Parallel shaft gearboxes many times contain multiple gear sets thereby increasing the gear reduction. The total gear reduction (ratio) depends upon multiplying each individual gear ratio from each equipment established stage. If a gearbox contains 3:1, 4:1 and 5:1 gear sets, the total ratio is 60:1 (3 x 4 x 5 = 60). Inside our example above, the 3,450 rpm electric electric motor would have its swiftness decreased to 57.5 rpm by utilizing a 60:1 gearbox. The 10 lb-in electric engine torque would be increased to 600 lb-in (before effectiveness losses).
If a pinion gear and its mating gear have the same quantity of teeth, no decrease occurs and the apparatus ratio is 1:1. The apparatus is named an idler and its main function is to change the direction of rotation instead of reduce the speed or increase the torque.
Calculating the apparatus ratio in a planetary equipment reducer is less intuitive as it is dependent upon the amount of teeth of sunlight and ring gears.
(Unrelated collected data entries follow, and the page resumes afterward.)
PR #1386, opened 2019-01-29
Reorder building blocks.

tbedford:
## Description

Building blocks reordered as follows:

1. Start a call
2. Start a server managed call
3. Register to incoming events
4. Answer
5. Decline
6. Hangup
7. Mute
8. Earmuff
9. Listen to call status


brittBarak:
I don't have permissions to approve this, but that's perfect! thank you!

PR #1388, opened 2019-01-29
Client SDK - Tidy up of Voice building blocks format.

tbedford:
## Description

For Client SDK building blocks:

1) Dependencies. Rather than a simple list we need to link to the tutorial which gives details on how to install dependencies.
2) Rather than specify a filename in which to add the code, just say add to your code as the developer will be adding to a complex application consisting of multiple files.
3) Create application - now provides more details and adds section on using existing application with links to tutorials.

### DIFF
--- a/_documentation/client-sdk/in-app-voice/building-blocks/answer-call.md
+++ b/_documentation/client-sdk/in-app-voice/building-blocks/answer-call.md
@@ -8,12 +8,6 @@ In this building block you will see how to answer a Call.
 
 ## Example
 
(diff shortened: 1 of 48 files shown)


tbedford:
x@mheap: I feel there might be a better way to do this than add the link to the Ruby code. I might be missing a feature of the building block config? Also, not sure how to remove the code block of the dependencies section - even if there are no dependencies there is an empty code block displayed.

tbedford:
@brittBarak let me know if the latest changes are OK please. There is also a review app available in Heroku if that helps. Thanks.

PR #1392, opened 2019-01-30
Added Decline Call example for JS

garann:
## Description

Added a JavaScript code example for Declining a Call, to address DEVX-782.

## Deploy Notes

Depends on the example code in https://github.com/Nexmo/client-sdk-javascript-building-blocks


brittBarak:
@tbedford  re: the naming - This entire block is supposed to be called reject(). iOS named it decline() by mistake and they are renaming it for the upcoming release. @pardel is in charge of the rename on the iOS side. 
in Android it will be the same method as the hangup().

PR #1399, opened 2019-01-31
Updated firewall details

peter-nexmo:
Added Dallas DC firewall details, and removed Washington DC firewall details.

## Description

## Deploy Notes


mheap:
Thanks @peter-nexmo! We were thinking about removing these IP addresses and linking to the knowledgebase as the source of truth for this info. Any thoughts @lornajane?

lornajane:
Yes there is an issue open to remove them since we don't get notified of changes. We should point to the knowledgebase resource for the list of IPs

peter-nexmo:
That's a whole other process we are working on, so that Support is notified of these changes also, which we currently are not.

mheap:
Would your current preference be to merge this PR and revisit with a link to the KB in the future?

PR #1416, opened 2019-02-05
Configurable Landing Pages: Render Hanselminutes Landing Page

benhayehudi:
## Description

In this PR we will introduce the Hanselminutes landing page with the new configurable landing page feature. In so doing, we will build the remaining renderer block types for the landing page feature and incorporate additional parameters to existing renderer block types as required.


app/views/static/default_landing/partials/_action_button.html.erb
```diff
@@ -1,8 +1,20 @@
 <% 
     raise "missing 'url' key in action_button landing page block" unless local_assigns['url']
     raise "missing 'text' key in action_button landing page block" unless local_assigns['text']
+    raise "missing 'large' key in action_button landing page block" unless local_assigns['large']
 %>
-
-<a class="Vlt-btn Vlt-btn--primary" href="<%= local_assigns['url'] %>">
-    <%= local_assigns['text'] %>
+<% if local_assigns['center_button'] == 'true' %>
```
mheap: I'd expect these to be booleans, not strings. If we want something 'truthy' we can do:

```
<% if local_assigns['center_button'] %>
```

app/views/static/default_landing/partials/_action_button.html.erb
```diff
@@ -1,8 +1,20 @@
 <% 
     raise "missing 'url' key in action_button landing page block" unless local_assigns['url']
     raise "missing 'text' key in action_button landing page block" unless local_assigns['text']
+    raise "missing 'large' key in action_button landing page block" unless local_assigns['large']
```
mheap: I think this can default to false rather than being required

app/views/static/default_landing/partials/_action_button.html.erb
```diff
@@ -1,8 +1,20 @@
...
-
-<a class="Vlt-btn Vlt-btn--primary" href="<%= local_assigns['url'] %>">
-    <%= local_assigns['text'] %>
+<% if local_assigns['center_button'] == 'true' %>
+    <div class="Vlt-center">
+<% end %>
+<% if local_assigns['large'] == 'false' %>
+    <a class="Vlt-btn Vlt-btn--<%= local_assigns['type'] %>" href="<%= local_assigns['url'] %>">
+<% elsif local_assigns['large'] == 'true' %>
+    <a class="Vlt-btn Vlt-btn--<%= local_assigns['type'] %> Vlt-btn--large" href="<%= local_assigns['url'] %>">
```
mheap: This is almost identical to the prior line. It can be refactored inline

```
<a class="Vlt-btn Vlt-btn--<%= local_assigns['type'] %> <%= local_assigns['large'] ? 'Vlt-btn--large' : '' %>" href="<%= local_assigns['url'] %>">
```

app/views/static/default_landing/partials/_action_button.html.erb
mheap: Do you think being able to center the button is something we want to allow, or one customisation step too far? If we feel that not allowing it for consistency reasons is the better path, we can do that

app/views/static/default_landing/partials/_header.html.erb
```diff
@@ -2,13 +2,31 @@
     raise "Missing 'icon_color' key in header landing page block" unless local_assigns['icon_color']
     raise "Missing 'icon' key in header landing page block" unless local_assigns['icon']
     raise "Missing 'title' key in header landing page block" unless local_assigns['title']
+    raise "Missing 'center_title' key in header landing page block" unless local_assigns['center_title']
```
mheap: Same as above comments

* Should we standardise on either centered or left aligned titles?
* If we allow this as an option, should we have a default of false?

app/views/static/default_landing/partials/_tutorial.html.erb
```diff
@@ -0,0 +1,24 @@
+<% 
+    raise "Missing 'url' key in tutorial landing page block" unless local_assigns['url']
```
mheap: For tutorials, the `url` should be auto-generated as we have deterministic paths for them

app/views/static/default_landing/partials/_tutorial.html.erb
```diff
@@ -0,0 +1,24 @@
...
+    raise "Missing 'image' key in tutorial landing page block" unless local_assigns['image']
```
mheap: Not all tutorials have images

app/views/static/default_landing/partials/_tutorial.html.erb
```diff
@@ -0,0 +1,24 @@
...
+    raise "Missing 'title' key in tutorial landing page block" unless local_assigns['title']
```
mheap: The `title` is all we need for a tutorial. Everything else should be read out of it's front matter

app/views/static/default_landing/partials/_action_button.html.erb
benhayehudi: See comment below. I believe we should allow this as a design choice, but a default is set to `false`.

app/views/static/default_landing/partials/_call_to_action.html.erb
```diff
@@ -0,0 +1,24 @@
+<%
+    raise "Missing 'icon_color' key in call_to_action landing page block" unless local_assigns['icon_color']
+    raise "Missing 'icon' key in call_to_action landing page block" unless local_assigns['icon']
+    raise "Missing 'title' key in call_to_action landing page block" unless local_assigns['title']
+%>
+
+<div class="center">
+    <h2>
+        <a href="/tools">
```
mheap: Do we always link to the tools page in a CTA?

app/views/static/default_landing/partials/_call_to_action.html.erb
```diff
@@ -0,0 +1,24 @@
...
+                <use xlink:href="<%= local_assigns['icon'].start_with?("Brand") ? "/symbol/volta-brand-icons.svg##{local_assigns['icon']}" : "/symbol/volta-icons.svg#Vlt-#{local_assigns['icon']}" %>"></use>
+                </svg>
+            </div>
+    <%= local_assigns['title'] %>
+        </a>
+    </h2>
+<% if local_assigns['subtitle'] %>
+    <p><%= local_assigns['subtitle'].render_markdown %></p>
+<% end %>
+<% if local_assigns['large_text'] %>
```
mheap: As this is the only text in the block, should it be called `text` rather than `large_text`? The fact that it's large is an implementation detail (that we may change in the future to make it bold rather than large)

app/views/static/default_landing/partials/_github_repo.html.erb
```diff
@@ -0,0 +1,32 @@
+<%
+    raise "Missing 'repo_url' key in github_repo landing page block" unless local_assigns['repo_url']
+    raise "Missing 'github_repo_title' key in github_repo landing page block" unless local_assigns['github_repo_title']
+    raise "Missing 'language' key in github_repo landing page block" unless local_assigns['language']
+%>
+
+<div class="Vlt-grid Vlt-grid--center">
+  <div class="Vlt-col Vlt-col--M-1of3 Vlt-col--1of3">
+    <a class="Vlt-card Nxd-github-card Vlt-left" href="<%= local_assigns['repo_url'] %>" data-github="Nexmo/<%= local_assigns['repo_url'].split('/').last %>">
```
mheap: Could we want to link to non-Nexmo repos here? A safer option is `local_assigns['repo.url'].gsub(%r{https://(www)?github.com/}, '')`

app/views/static/default_landing/partials/_structured_text.html.erb
```diff
@@ -1,12 +1,16 @@
 <%
-    raise "Missing 'icon_color' key in structured_text landing page block" unless local_assigns['icon_color']
-    raise "Missing 'icon' key in structured_text landing page block" unless local_assigns['icon']
     raise "Missing 'header' key in structured_text landing page block" unless local_assigns['header']
-    raise "Missing 'text' key in structured_text landing page block" unless local_assigns['text'] 
+    raise "Missing 'text' key in structured_text landing page block" unless local_assigns['text']
+    raise "Missing 'icon' key in structured_text landing page block" if local_assigns['center_text'] == false && (local_assigns['icon'] == '' || local_assigns['icon'].nil?)
```
mheap: Why does the icon depend on `center_text` being false?

app/views/static/default_landing/partials/_tutorial.html.erb
```diff
@@ -0,0 +1,23 @@
...
+%>
+
+<% file = File.read("_tutorials/#{local_assigns['name']}.md") %>
+<% tutorial = YAML.safe_load(file) %>
+
+<a class="Vlt-card" href="<%= tutorial['external_link'] ? tutorial['external_link'] : '/tutorials/' + local_assigns['name'] %>">
+    <% if tutorial['image_url'] %>
+        <img 
+            src="<%= tutorial['image_url'] %>" 
+            class="img-full wp-post-image"
```
mheap: `wp-post-image` isn't a class that we support, so it can be removed

config/landing_pages/hansel.yml
```diff
@@ -1,14 +1,102 @@
...
-sdk:
-  highlight: "true"
-  library_name: "dotnet"
-url:
-  reference: "hansel-dr"
\ No newline at end of file
+# Hanselminutes Landing Page Config
+
+title: "Thanks, Scott. We'll take it from here!"
+meta_title: "Hanselminutes listeners meta-title"
```
mheap: Where is this used?

config/landing_pages/hansel_old.yml
```diff
@@ -0,0 +1,14 @@
+# Config for the Hanselminutes landing page
```
mheap: We can delete this file

config/landing_pages/spotlight.yml
```diff
@@ -9,13 +9,19 @@ rows:
       - type: header
         header:
           title: "Write for Nexmo"
+          center_title: false
```
mheap: This should be the default and omitted from this config

config/landing_pages/spotlight.yml
```diff
@@ -9,13 +9,19 @@ rows:
...
+          center_subtitle: false
+          subtitle_type: "small"
           icon: icon-rocket
           icon_color: blue
       - type: action_button
         action_button:
           text: "Apply Now"
           url: "#submit-your-idea"
+          type: "primary"
+          large: false
```
mheap: Default values that can be removed

config/routes.rb
```diff
@@ -47,9 +47,7 @@
 
   get '/documentation', to: 'static#documentation'
 
-  get '/hansel', to: 'static#podcast'
```
mheap: Let's leave these routes in for now. Using `/welcome/:name` doesn't give us the flexibility that we need (but there is a way to achieve what you intended here. We can implement it together once this PR is merged)

spec/views/static/default_landing/partials/_call_to_action.html.erb_spec.rb
```diff
@@ -0,0 +1,78 @@
+require 'rails_helper'
+
+RSpec.describe 'rendering _call_to_action landing page partial' do
+  it 'renders correctly with local variables' do
+    icon_color = 'orange'
```
mheap: We don't need to define variables here. Pass the values directly in to `locals`

spec/views/static/default_landing/partials/_github_repo.html.erb_spec.rb
```diff
@@ -0,0 +1,56 @@
+require 'rails_helper'
+
+RSpec.describe 'rendering _github_repo landing page partial' do
+  it 'renders correctly' do
+    repo_url = 'https://sample.url/org/repo-name'
```
mheap: Any time we use `sample.url` we should be using `example.com`, which is reserved for example data. At some point, `sample.url` may be a valid TLD

app/views/static/default_landing/partials/_call_to_action.html.erb
benhayehudi: No, not at all. Good catch!

benhayehudi:
@mheap, I believe I have incorporated all the changes requested in the last review. Please let me know what you think. Thanks!

app/views/static/default_landing/partials/_header.html.erb
```diff
@@ -2,13 +2,24 @@
...
-<h1 class="Vlt-title--icon">
+    <h1 class="Vlt-title--icon <%= 'Vlt-title--center' if local_assigns['center_title'] %>">
     <svg class="Vlt-<%= local_assigns['icon_color'] %>"><use xlink:href="/symbol/volta-icons.svg#Vlt-<%= local_assigns['icon']%>"></use></svg>
     <%= local_assigns['title'] %>
 </h1>
 <% if local_assigns['subtitle'] %>
-    <p>
-        <%= local_assigns['subtitle'].render_markdown %>
-    </p>
+    <% if local_assigns['center_subtitle'] == false %>
```
mheap: This has duplication of formatting. We should be consistent with how we've handled this earlier e.g. only outputting `<div class="Vlt-center">` `<% if local_assigns['center_subtitle'] %>`

We don't need exact checks here, a truthy value is enough which would let us remove the `else`

app/views/static/default_landing/partials/_header.html.erb
```diff
@@ -2,13 +2,24 @@
...
+        <% if local_assigns['subtitle_type'] == 'small' %> <p> <% else %> <p class="p-large"> <% end %>
+            <%= local_assigns['subtitle'].render_markdown({skip_paragraph_surround: true}) %>
+        </p>
+    <% elsif local_assigns['center_subtitle'] == true %>
+        <div class="Vlt-center">
+            <% if local_assigns['subtitle_type'] == 'small' %> <p> <% else %> <p class="p-large"> <% end %>
```
mheap: Would this be better as a ternary?

```
<p<%= local_assigns['subtitle_type'] == 'small' ? '' : ' class="p-large"' %>>
```

config/landing_pages/spotlight.yml
mheap: This still seems to be here

spec/views/static/default_landing/default_landing.html.erb_spec.rb
```diff
@@ -22,6 +24,7 @@
                         'action_button' => {
                             'text' => 'Test Action Button',
                             'url' => '#test-url',
+                            'large' => false,
```
mheap: This should be a default

spec/views/static/default_landing/default_landing.html.erb_spec.rb
```diff
@@ -12,7 +12,9 @@
                         'type' => 'header',
                         'header' => {
                             'title' => 'Test Title',
+                            'center_title' => 'false',
```
mheap: This should be a default

spec/views/static/default_landing/default_landing.html.erb_spec.rb
```diff
@@ -12,7 +12,9 @@
...
                             'subtitle' => 'Test Subtitle',
+                            'center_subtitle' => false,
```
mheap: This should be a default

spec/views/static/default_landing/partials/_action_button.html.erb_spec.rb
```diff
@@ -2,38 +2,48 @@
...
 RSpec.describe 'rendering _action_button landing page partial' do
   it 'renders correctly with local variables' do
-    url_input = '#a-sample-url'
-    text_input = 'Click here!'
-
-    render partial: '/static/default_landing/partials/action_button.html.erb', locals: { 'url' => url_input, 'text' => text_input }
+    render partial: '/static/default_landing/partials/action_button.html.erb', locals: {
+      'url' => '#a-sample-url',
+      'text' => 'Click here!',
+      'large' => false,
```
mheap: This should be a default

spec/views/static/default_landing/partials/_action_button.html.erb_spec.rb
```diff
@@ -2,38 +2,48 @@
...
+      'type' => 'primary',
```
mheap: This should be a default

config/landing_pages/hansel.yml
```diff
@@ -1,14 +1,107 @@
...
+
+rows:
+  - columns:
+    - entries: 
+      - type: header
+        header:
+          title: "Thanks, Scott. We'll take it from here!"
+          center_title: true
```
mheap: Would this be better as a complex type for title? e.g.

```
title:
  text: "Thanks, Scott. We'll take it from here!"
  align: center
```

This would allow us to align left/center/right (default left if `align` isn't present) without adding multiple different keys.

We'd have to do the same for subtitle

config/landing_pages/hansel.yml
```diff
@@ -1,14 +1,107 @@
...
+          subtitle: "Welcome, Hanselminutes listeners. Here is everything you need to build your connected applications."
+          center_subtitle: true
+          subtitle_type: "large"
+          icon: "icon-star"
```
mheap: If we choose a complex type for `title`, should we do the same for icon / color?

config/landing_pages/hansel.yml
```diff
@@ -1,14 +1,107 @@
...
+    - entries:
+      - type: products
+  - columns:
+    - entries: 
+      - type: line_divider
+  - columns:
+    - entries:
+      - type: structured_text
+        structured_text:
+          header: "Do you have a question?"
```
mheap: I think this will be a common block. Could we extract to something reusable?

config/landing_pages/spotlight.yml
```diff
@@ -10,12 +10,15 @@ rows:
         header:
           title: "Write for Nexmo"
           subtitle: "Teach others, grow as a writer, and help us build the next go-to destination for developers in search of [high quality technical content](https://www.nexmo.com/blog/category/developer/) and inspiring development stories."
+          center_subtitle: false
```
mheap: This should be a default

config/landing_pages/spotlight.yml
```diff
@@ -10,12 +10,15 @@ rows:
...
+          subtitle_type: "small"
```
mheap: Are we defaulting to `small` or `large` here?

spec/views/static/default_landing/partials/_action_button.html.erb_spec.rb
```diff
@@ -2,38 +2,48 @@
...
   it 'ignores local variables provided to it in the rendering if not used' do
-    url_input = '#a-sample-url'
-    text_input = 'Click here!'
-    another_variable = 'Ignore me'
-
     render partial: '/static/default_landing/partials/action_button.html.erb', locals: {
-      'url' => url_input, 'text' => text_input, 'another_variable' => another_variable
+      'url' => '#a-sample-url',
+      'text' => 'Click here!',
+      'large' => false,
```
mheap: Check for defaults

spec/views/static/default_landing/partials/_action_button.html.erb_spec.rb
```diff
@@ -2,38 +2,48 @@
...
   end
 
   it 'raises an error if url is not provided' do
-    text_input = 'Click here!'
-
-    expect { render partial: '/static/default_landing/partials/action_button.html.erb', locals: { 'text_input' => text_input } }.to raise_error("missing 'url' key in action_button landing page block")
+    expect do
+      render partial: '/static/default_landing/partials/action_button.html.erb', locals: {
+      'text' => 'Click here!',
+      'large' => false,
```
mheap: Check for defaults

app/views/static/default_landing/partials/_structured_text.html.erb
benhayehudi: The presence or absence of an icon alters the composition of the `<h2></h2>` block of content. If there is an icon then the `<h2>` tag gets assigned a class of `Vlt-title-icon`, which sets up a text + icon layout. If there is no icon and `center_text` was set to `true` then the `<h2>` block gets a `<div></div>` around it with a class of `Vlt-center`.

config/landing_pages/hansel.yml
benhayehudi: It's not used now, this was added based on your advice to create some meta content for eventual SEO usage.

app/views/static/default_landing/partials/_header.html.erb
benhayehudi: That's true. I've updated it accordingly.

config/landing_pages/hansel.yml
benhayehudi: I like that. It's a much more elegant and flexible way of creating customization.

config/landing_pages/hansel.yml
benhayehudi: I am leaning towards leaving it as two keys, since its only a name and a color, without much more customization. Thoughts?

config/landing_pages/hansel.yml
benhayehudi: I don't see why we need an additional block type for this. How is it significantly different than `structured_text`? Wasn't that the point of `structured_text` to be configurable for all types of structure, including this one, which doesn't deviate much from the use case we've seen so far?

config/landing_pages/hansel.yml
```diff
@@ -1,14 +1,114 @@
...
+title: "Thanks, Scott. We'll take it from here!"
+meta_title: "Hanselminutes listeners meta-title"
+
+rows:
+  - columns:
+    - entries: 
+      - type: header
+        header:
+          title: 
+            - text: "Thanks, Scott. We'll take it from here!"
```
mheap: These should be objects, not lists. Remove the `-` and you can access it as `entry['title']['text'] rather than `entry['title'][0]['text']`

config/landing_pages/hansel.yml
```diff
@@ -1,14 +1,114 @@
...
+              align: center
+          subtitle:
+            - text: "Welcome, Hanselminutes listeners. Here is everything you need to build your connected applications."
```
mheap: Objects, not lists as above

config/landing_pages/hansel.yml
```diff
@@ -1,14 +1,114 @@
...
+              align: center
+              type: large
+          icon: 
+            - name: "icon-star"
```
mheap: Objects, not lists as above

app/views/static/default_landing/partials/_header.html.erb
```diff
@@ -1,14 +1,23 @@
...
     <%= local_assigns['title'] %>
 </h1>
 <% if local_assigns['subtitle'] %>
-    <p>
-        <%= local_assigns['subtitle'].render_markdown %>
-    </p>
+    <% local_assigns['subtitle'] ||= [] %>
+    <% local_assigns['subtitle'].each do |text| %>
+        <% if text['align'] == 'center' %>
+            <div class="Vlt-center">
```
mheap: We could use `<div class="Vlt-<%= text['align'] %>">` and this would support `left`, `right` and `center` with no other changes, plus remove a conditional (at the expense of more markup)

app/views/static/default_landing/partials/_header.html.erb
```diff
@@ -1,14 +1,23 @@
...
-    <svg class="Vlt-<%= local_assigns['icon_color'] %>"><use xlink:href="/symbol/volta-icons.svg#Vlt-<%= local_assigns['icon']%>"></use></svg>
+    <h1 class="Vlt-title--icon <%= 'Vlt-title--center' if local_assigns['title'][0]['align'] == 'center' %>">
+    <svg class="Vlt-<%= local_assigns['icon'][0]['color'] %>"><use xlink:href="/symbol/volta-icons.svg#Vlt-<%= local_assigns['icon'][0]['name'] %>"></use></svg>
     <%= local_assigns['title'] %>
 </h1>
 <% if local_assigns['subtitle'] %>
-    <p>
-        <%= local_assigns['subtitle'].render_markdown %>
-    </p>
+    <% local_assigns['subtitle'] ||= [] %>
```
mheap: This is redundant thanks to the `if` check on line 10

app/views/static/default_landing/partials/_structured_text.html.erb
```diff
@@ -1,12 +1,16 @@
 <%
-    raise "Missing 'icon_color' key in structured_text landing page block" unless local_assigns['icon_color']
-    raise "Missing 'icon' key in structured_text landing page block" unless local_assigns['icon']
     raise "Missing 'header' key in structured_text landing page block" unless local_assigns['header']
-    raise "Missing 'text' key in structured_text landing page block" unless local_assigns['text'] 
+    raise "Missing 'text' key in structured_text landing page block" unless local_assigns['text']
+    raise "Missing icon 'name' key in structured_text landing page block" if local_assigns['center_text'] == false && (local_assigns['icon'][0]['name'] == '' || local_assigns['icon'][0]['name'].nil?)
```
mheap: This still feels wrong to me. Why can't we support a centered header with an icon? They feel like separate config items to me

config/landing_pages/hansel.yml
mheap: We should set it to a real value so that when it is used we don't forget about it

config/landing_pages/hansel.yml
mheap: It's about consistency. We use it on multiple pages and want them to be in sync like the Slack block

app/views/static/default_landing/partials/_call_to_action.html.erb
```diff
@@ -0,0 +1,36 @@
...
+                </svg>
+            </div>
+    <%= local_assigns['title'] %>
+        </a>
+    </h2>
+<% if local_assigns['subtitle'] %>
+    <p><%= local_assigns['subtitle'].render_markdown %></p>
+<% end %>
+<% if local_assigns['text'] %>
+    <% local_assigns['text'] ||= [] %>
```
mheap: This is redundant due to the `if` check. We can use one or the other

app/views/static/default_landing/partials/_header.html.erb
```diff
@@ -1,14 +1,20 @@
...
-    raise "Missing 'icon_color' key in header landing page block" unless local_assigns['icon_color']
-    raise "Missing 'icon' key in header landing page block" unless local_assigns['icon']
+    raise "Missing icon 'color' key in header landing page block" unless local_assigns['icon']['color']
+    raise "Missing icon 'name' key in header landing page block" unless local_assigns['icon']['name']
     raise "Missing 'title' key in header landing page block" unless local_assigns['title']
 %>
-<h1 class="Vlt-title--icon">
-    <svg class="Vlt-<%= local_assigns['icon_color'] %>"><use xlink:href="/symbol/volta-icons.svg#Vlt-<%= local_assigns['icon']%>"></use></svg>
-    <%= local_assigns['title'] %>
+    <h1 class="Vlt-title--icon <%= 'Vlt-title--center' if local_assigns['title']['align'] == 'center' %>">
```
mheap: Do we want to check explicitly for `center` here, or use `Vlt-title--<%= local_assigns['title']['align'] %>`?

app/views/static/default_landing/partials/_header.html.erb
```diff
@@ -1,14 +1,20 @@
...
+    <svg class="Vlt-<%= local_assigns['icon']['color'] %>"><use xlink:href="/symbol/volta-icons.svg#Vlt-<%= local_assigns['icon']['name'] %>"></use></svg>
+    <%= local_assigns['title']['text'] %>
 </h1>
 <% if local_assigns['subtitle'] %>
-    <p>
-        <%= local_assigns['subtitle'].render_markdown %>
+    <% if local_assigns['subtitle']['align'] %>
+        <div class="Vlt-<%= local_assigns['subtitle']['align'] %>">
+    <% end %>
+    <p class="<%= local_assigns['subtitle']['type'] != 'small' ? 'p-large' : '' %>">
```
mheap: Is `large` the most common default here, or should we default to small?

app/views/static/default_landing/partials/_section_header.html.erb
```diff
@@ -1,10 +1,10 @@
...
     raise "Missing 'title' key in section_header landing page block" unless local_assigns['title']
-    raise "Missing 'icon_color' key in section_header landing page block" unless local_assigns['icon_color']
-    raise "Missing 'icon' key in section_header landing page block" unless local_assigns['icon']
+    raise "Missing icon 'color' key in section_header landing page block" unless local_assigns['icon'][0]['color']
+    raise "Missing icon 'name' key in section_header landing page block" unless local_assigns['icon'][0]['name']
 %>
 
 <h2 class="Vlt-title--icon">
-    <svg class="Vlt-<%= local_assigns['icon_color'] %>"><use xlink:href="/symbol/volta-icons.svg#Vlt-<%= local_assigns['icon'] %>"></use></svg>
+    <svg class="Vlt-<%= local_assigns['icon'][0]['color'] %>"><use xlink:href="/symbol/volta-icons.svg#Vlt-<%= local_assigns['icon'][0]['name'] %>"></use></svg>
```
mheap: This is still expecting a list

config/landing_pages/hansel.yml
mheap: We don't want any parameters in this block, as we want it to be consistent across all pages. Hard code the content, and render with just `type: contact_support`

The earth gears act as idlers and do not affect the apparatus ratio. The planetary gear ratio equals the sum of the amount of teeth on sunlight and ring equipment divided by the number of teeth on sunlight gear. For instance, a planetary established with a 12-tooth sun gear and 72-tooth ring gear has a gear ratio of 7:1 ([12 + 72]/12 = 7). Planetary gear units can perform ratios from about 3:1 to about 11:1. If more gear reduction is needed, additional planetary stages can be used.
The gear reduction in a right-angle worm drive would depend on the amount of threads or “starts” on the worm and the number of teeth on the mating worm wheel. If the worm has two starts and the mating worm wheel has 50 the teeth, the resulting equipment ratio is 25:1 (50 / 2 = 25).
When a rotary machine such as an engine or electric electric motor cannot provide the desired output rate or torque, a equipment reducer may provide a good solution. Parallel shaft, planetary, right-position worm drives are common gearbox types for achieving gear reduction. Contact Groschopp today with all your gear reduction questions.